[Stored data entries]
┌──

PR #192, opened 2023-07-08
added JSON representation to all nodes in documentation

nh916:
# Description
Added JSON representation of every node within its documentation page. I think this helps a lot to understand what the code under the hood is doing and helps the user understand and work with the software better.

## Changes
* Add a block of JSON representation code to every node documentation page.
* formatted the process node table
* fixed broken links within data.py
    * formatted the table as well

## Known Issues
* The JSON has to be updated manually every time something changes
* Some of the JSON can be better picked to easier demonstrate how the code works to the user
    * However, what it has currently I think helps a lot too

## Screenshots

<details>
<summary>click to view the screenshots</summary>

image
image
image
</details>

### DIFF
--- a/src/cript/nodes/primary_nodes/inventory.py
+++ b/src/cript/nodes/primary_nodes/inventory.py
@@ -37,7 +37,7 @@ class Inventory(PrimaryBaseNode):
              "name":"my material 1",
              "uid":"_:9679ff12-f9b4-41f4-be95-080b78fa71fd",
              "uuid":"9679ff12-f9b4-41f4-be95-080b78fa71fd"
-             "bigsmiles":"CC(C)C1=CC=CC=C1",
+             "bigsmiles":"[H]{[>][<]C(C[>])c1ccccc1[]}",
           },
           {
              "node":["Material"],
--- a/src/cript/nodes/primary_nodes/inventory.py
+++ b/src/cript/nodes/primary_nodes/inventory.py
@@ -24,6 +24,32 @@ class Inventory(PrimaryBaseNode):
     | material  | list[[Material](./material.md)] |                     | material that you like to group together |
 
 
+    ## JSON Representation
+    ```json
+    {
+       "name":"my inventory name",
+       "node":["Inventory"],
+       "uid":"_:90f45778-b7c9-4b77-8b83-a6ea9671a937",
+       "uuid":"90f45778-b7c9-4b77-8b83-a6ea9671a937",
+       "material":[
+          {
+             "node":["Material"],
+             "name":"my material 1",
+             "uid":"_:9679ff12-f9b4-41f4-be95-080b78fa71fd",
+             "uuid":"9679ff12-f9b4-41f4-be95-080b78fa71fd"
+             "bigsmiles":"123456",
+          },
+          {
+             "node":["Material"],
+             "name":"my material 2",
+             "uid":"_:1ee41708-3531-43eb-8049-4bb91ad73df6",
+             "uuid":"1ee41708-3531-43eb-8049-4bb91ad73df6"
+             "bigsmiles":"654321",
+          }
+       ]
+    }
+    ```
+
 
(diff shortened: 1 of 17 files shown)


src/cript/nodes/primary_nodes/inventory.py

└──

TASK DIRECTIONS: Please tally the lines in the data above containing the string "helps", and give the number alone.

EXERCISE OUTPUT: 2